### EXERCISE OBJECTIVE
Every line that contains "opened" must be located and copied from the data.

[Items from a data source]
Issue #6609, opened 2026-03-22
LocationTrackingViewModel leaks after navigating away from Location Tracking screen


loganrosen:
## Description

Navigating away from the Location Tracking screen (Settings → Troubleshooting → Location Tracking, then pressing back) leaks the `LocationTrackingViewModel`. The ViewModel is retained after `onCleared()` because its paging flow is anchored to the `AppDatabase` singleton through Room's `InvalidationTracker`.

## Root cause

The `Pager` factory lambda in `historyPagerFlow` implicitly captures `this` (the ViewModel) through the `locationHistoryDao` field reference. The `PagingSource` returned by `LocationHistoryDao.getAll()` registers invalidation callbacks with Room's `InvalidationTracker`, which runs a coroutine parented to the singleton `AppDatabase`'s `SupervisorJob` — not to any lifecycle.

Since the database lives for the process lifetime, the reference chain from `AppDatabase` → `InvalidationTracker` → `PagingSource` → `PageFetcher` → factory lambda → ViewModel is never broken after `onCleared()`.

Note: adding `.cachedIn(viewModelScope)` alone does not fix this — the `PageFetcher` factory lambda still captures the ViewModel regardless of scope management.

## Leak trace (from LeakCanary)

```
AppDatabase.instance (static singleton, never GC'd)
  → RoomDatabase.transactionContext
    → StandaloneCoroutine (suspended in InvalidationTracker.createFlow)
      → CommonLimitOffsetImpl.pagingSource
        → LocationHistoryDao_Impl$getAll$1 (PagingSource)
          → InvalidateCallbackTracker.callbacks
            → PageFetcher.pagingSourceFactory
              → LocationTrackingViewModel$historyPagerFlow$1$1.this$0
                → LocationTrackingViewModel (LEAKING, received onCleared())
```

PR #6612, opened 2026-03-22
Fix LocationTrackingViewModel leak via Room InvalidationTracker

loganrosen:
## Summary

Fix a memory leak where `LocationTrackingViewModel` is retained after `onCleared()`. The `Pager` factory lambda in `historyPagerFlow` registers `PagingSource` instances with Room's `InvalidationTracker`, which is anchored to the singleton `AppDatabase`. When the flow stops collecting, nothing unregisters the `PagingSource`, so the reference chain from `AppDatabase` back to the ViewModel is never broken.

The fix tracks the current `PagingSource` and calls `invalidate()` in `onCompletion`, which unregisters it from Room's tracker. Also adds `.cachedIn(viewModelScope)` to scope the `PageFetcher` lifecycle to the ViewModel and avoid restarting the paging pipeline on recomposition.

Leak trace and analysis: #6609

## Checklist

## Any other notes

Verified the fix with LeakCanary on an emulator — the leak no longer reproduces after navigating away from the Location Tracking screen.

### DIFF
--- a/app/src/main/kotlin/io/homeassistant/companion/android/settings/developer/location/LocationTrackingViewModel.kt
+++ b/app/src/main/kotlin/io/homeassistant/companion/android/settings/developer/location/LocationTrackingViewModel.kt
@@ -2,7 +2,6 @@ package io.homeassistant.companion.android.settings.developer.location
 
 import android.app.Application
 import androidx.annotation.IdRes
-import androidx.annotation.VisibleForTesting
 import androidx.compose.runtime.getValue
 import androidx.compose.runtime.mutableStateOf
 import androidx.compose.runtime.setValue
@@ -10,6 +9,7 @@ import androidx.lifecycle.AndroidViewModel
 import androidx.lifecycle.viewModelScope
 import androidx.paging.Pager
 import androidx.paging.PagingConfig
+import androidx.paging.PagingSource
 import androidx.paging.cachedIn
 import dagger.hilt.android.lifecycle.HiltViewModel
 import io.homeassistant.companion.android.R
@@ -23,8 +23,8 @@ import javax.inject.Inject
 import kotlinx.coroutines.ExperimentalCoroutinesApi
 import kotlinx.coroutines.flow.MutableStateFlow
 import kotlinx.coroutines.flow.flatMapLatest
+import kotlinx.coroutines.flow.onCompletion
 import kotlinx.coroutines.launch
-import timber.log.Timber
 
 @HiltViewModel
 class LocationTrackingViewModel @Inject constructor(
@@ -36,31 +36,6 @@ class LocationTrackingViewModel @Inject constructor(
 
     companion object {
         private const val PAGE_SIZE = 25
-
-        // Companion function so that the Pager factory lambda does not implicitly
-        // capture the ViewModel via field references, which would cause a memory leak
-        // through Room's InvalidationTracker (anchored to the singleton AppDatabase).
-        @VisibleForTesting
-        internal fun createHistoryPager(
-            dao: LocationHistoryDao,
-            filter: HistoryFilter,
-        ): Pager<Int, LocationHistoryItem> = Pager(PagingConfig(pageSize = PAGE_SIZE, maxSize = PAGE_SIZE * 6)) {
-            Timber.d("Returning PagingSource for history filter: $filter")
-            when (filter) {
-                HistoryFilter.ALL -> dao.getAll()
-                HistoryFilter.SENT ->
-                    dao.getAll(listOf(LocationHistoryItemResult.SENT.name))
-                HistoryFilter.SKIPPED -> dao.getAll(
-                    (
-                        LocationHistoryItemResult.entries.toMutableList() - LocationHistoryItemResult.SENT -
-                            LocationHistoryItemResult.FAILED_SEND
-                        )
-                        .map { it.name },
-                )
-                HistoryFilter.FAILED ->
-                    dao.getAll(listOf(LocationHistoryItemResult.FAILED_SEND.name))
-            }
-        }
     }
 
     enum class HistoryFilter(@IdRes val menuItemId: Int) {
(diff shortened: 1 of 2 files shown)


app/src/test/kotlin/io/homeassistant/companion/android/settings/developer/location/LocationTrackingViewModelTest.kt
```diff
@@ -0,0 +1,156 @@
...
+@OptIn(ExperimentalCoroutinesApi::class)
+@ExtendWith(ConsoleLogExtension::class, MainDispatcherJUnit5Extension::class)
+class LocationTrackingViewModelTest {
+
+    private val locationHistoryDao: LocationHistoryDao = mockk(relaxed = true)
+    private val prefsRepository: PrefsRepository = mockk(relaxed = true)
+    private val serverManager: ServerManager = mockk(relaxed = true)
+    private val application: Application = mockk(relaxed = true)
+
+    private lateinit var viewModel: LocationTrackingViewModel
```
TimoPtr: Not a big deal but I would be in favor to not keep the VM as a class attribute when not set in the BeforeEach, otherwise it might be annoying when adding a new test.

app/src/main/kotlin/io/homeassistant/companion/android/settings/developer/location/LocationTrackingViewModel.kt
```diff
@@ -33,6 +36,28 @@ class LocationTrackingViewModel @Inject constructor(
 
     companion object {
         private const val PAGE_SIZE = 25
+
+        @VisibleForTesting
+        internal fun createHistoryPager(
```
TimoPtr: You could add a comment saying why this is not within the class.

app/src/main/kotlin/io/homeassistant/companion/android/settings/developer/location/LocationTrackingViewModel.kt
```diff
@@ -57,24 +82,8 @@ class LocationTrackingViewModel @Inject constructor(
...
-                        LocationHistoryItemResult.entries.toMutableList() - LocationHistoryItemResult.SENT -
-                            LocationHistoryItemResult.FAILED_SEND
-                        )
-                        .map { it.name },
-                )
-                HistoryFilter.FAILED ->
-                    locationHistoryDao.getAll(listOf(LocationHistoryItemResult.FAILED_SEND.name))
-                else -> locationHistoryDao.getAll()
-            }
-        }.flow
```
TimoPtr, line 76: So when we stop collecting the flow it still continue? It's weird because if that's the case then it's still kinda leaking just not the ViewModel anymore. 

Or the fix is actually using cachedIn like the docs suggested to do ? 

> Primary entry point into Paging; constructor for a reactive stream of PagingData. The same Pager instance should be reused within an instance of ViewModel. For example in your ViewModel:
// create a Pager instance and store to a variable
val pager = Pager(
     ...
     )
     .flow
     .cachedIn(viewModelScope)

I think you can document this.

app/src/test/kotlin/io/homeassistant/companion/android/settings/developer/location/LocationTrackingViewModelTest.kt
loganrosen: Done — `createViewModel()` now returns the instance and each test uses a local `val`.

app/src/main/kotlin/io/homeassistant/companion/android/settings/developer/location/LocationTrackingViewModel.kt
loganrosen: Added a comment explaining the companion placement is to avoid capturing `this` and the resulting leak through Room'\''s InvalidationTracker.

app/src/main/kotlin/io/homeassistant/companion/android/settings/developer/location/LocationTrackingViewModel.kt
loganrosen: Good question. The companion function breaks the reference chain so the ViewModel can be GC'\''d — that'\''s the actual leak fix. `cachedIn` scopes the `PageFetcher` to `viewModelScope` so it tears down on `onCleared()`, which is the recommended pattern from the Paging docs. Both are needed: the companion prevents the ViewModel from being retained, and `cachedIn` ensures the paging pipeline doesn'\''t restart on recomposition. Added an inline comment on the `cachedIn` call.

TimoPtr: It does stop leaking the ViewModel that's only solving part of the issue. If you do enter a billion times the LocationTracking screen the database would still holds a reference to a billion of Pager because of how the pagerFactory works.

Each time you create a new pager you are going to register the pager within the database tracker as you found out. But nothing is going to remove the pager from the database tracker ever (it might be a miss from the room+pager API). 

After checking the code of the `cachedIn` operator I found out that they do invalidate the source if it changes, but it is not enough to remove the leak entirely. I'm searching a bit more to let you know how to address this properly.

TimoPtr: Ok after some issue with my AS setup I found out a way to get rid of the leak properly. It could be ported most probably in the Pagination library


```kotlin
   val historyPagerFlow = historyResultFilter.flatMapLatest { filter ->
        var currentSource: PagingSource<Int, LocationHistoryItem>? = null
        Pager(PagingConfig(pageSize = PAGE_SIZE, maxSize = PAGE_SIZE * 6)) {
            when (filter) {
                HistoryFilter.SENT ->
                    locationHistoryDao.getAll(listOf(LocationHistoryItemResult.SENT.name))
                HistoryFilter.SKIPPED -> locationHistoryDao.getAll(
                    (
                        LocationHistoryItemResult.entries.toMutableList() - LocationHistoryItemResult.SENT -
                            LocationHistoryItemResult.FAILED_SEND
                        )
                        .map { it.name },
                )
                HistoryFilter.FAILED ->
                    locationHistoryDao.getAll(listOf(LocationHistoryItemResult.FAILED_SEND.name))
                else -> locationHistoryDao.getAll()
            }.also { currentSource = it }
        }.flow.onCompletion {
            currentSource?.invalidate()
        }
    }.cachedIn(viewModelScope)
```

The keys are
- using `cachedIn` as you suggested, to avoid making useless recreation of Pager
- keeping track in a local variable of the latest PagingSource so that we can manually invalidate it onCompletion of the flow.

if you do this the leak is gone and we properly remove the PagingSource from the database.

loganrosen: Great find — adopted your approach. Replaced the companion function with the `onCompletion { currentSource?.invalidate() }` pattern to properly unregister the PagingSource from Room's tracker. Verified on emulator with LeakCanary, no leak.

### REPLY TO THE EXERCISE
Issue #6609, opened 2026-03-22
PR #6612, opened 2026-03-22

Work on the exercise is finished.